Location
- Mitsaki, 18 11141 Atene Athens Greece
- Coordinates: 38°01′03″N 23°44′16″E﻿ / ﻿38.0176216°N 23.73784009999997°E

Information
- Type: Italian international school
- Website: scuolaitaliana.gr

= Scuola Italiana Statale di Atene =

Scuola Italiana Statale di Atene (Ιταλική Σχολή Αθηνών) is an Italian international school in Ano Patissia in Athens, Greece. Owned by the Italian government, it serves elementary, lower secondary, and liceo (upper secondary) levels.

==History==
It was officially established in 1956. No later than 1968, was it run as a two-fold school, namely an Italian and a Greek one. In 1968, the two sections were merged and the pupils were educated accordingly to both the Italian and Greek instructional systems. As a result, they were entitled to hold exams either for the Greek "Apolytirion" and the Italian "Maturità". Until 1972 the headquarters of the School were to be found in the "Casa d'Italia" magnificent building (47, Patission Street).
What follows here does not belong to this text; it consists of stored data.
PR #5817, opened 2025-04-14
Automatically upload image without confirm

### LINKED ISSUE #5804: Remove check/x when uploading profile photo
Users don't see the check/ X to confirm or remove an uploaded photo. They hit save and then think it's not working.

Let's just remove the check / X. It should automatically just upload the photo.

Acceptance Criteria

- Remove the check / X behavior when uploading a photo and automatically just run the current check behavior
- The Save button should be disabled with a `loading` prop button spinner until the upload is done.

Image

nabramow:
Closes #5804 

- Go to profile and click "edit"
- Click image, upload a new image
- Should show spinner while uploading, then see image uploaded
- Click save
- New image should be uploaded

**Web frontend checklist**
- [ x ] All tests pass

### DIFF
--- a/app/web/components/ImageInput/ImageInput.test.tsx
+++ b/app/web/components/ImageInput/ImageInput.test.tsx
@@ -1,12 +1,9 @@
 import { render, screen, waitFor, within } from "@testing-library/react";
 import userEvent from "@testing-library/user-event";
 import {
-  CANCEL_UPLOAD,
-  CONFIRM_UPLOAD,
   COULDNT_READ_FILE,
   getAvatarLabel,
   SELECT_AN_IMAGE,
-  UPLOAD_PENDING_ERROR,
 } from "components/constants";
 import { StatusCode } from "grpc-web";
 import { InitiateMediaUploadRes } from "proto/api_pb";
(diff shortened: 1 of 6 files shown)


jesseallhands:
I tested this on desktop and encountered the following:

1. I tried uploading a 2.9MB photo (which is pretty small by today's smartphone's standards) and it took over 30 seconds to upload. This happened on desktop. The upload time might be a backend issue, but if it's going to take that long in some cases, could we implement some kind of a progress bar? Or is that a lot of work?

2. The following issue I only encountered on **_desktop_**: I was able to navigate from the page while the uploading was happening without getting a warning message. We need this warning message because lots of users are overlooking the save button at the bottom, navigating away without saving, and then complaining that "the couchers system didn't save my profile changes!".  There have been a bunch of tickets about this before we implemented the warning. Here is the warning I am referring to:
image

3. Currently, if you make any changes while editing your profile and try to navigate away, you get the warning (pictured above) telling you your changes will not be saved. However, this is not the case with photos. If you upload a photo and try to navigate away without saving (eg. maybe you decide against the photo) then it still saves the change to the photo despite not having clicked "save".  In fact, even if you interrupt the upload process by navigating away before upload is complete (spinner is still spinning) the photo still somehow uploads in the background (I was able to replicate this on both mobile and desktop).

jesseallhands (approved):
Tested and working as expected!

In 1972, however, they were transferred to a Vatican-owned building, former seminar of Roman Catholic clergymen, at Greek capital's fringes (18, Mitsaki Street, Ano Patissia). In 1974, moreover, two separate sections, that is to say an Italian and a Greek one, were re-established and, at last, in 2015 the Greek section was closed down.

==Teachers and students==
As of 2015 the school has 27 teachers and 218 students. Most students come from mixed Italian-Greek families. A larger minority are students of nationalities other than Greek or Italian, mostly Albanian students. A smaller minority are Italians temporarily residing in Greece. Another small group are Greek students who had previously lived in Italy and attended local schools there. Teachers include contract teachers, supplemental teachers, and those sent by the Italian Ministry of Foreign Affairs (MAE).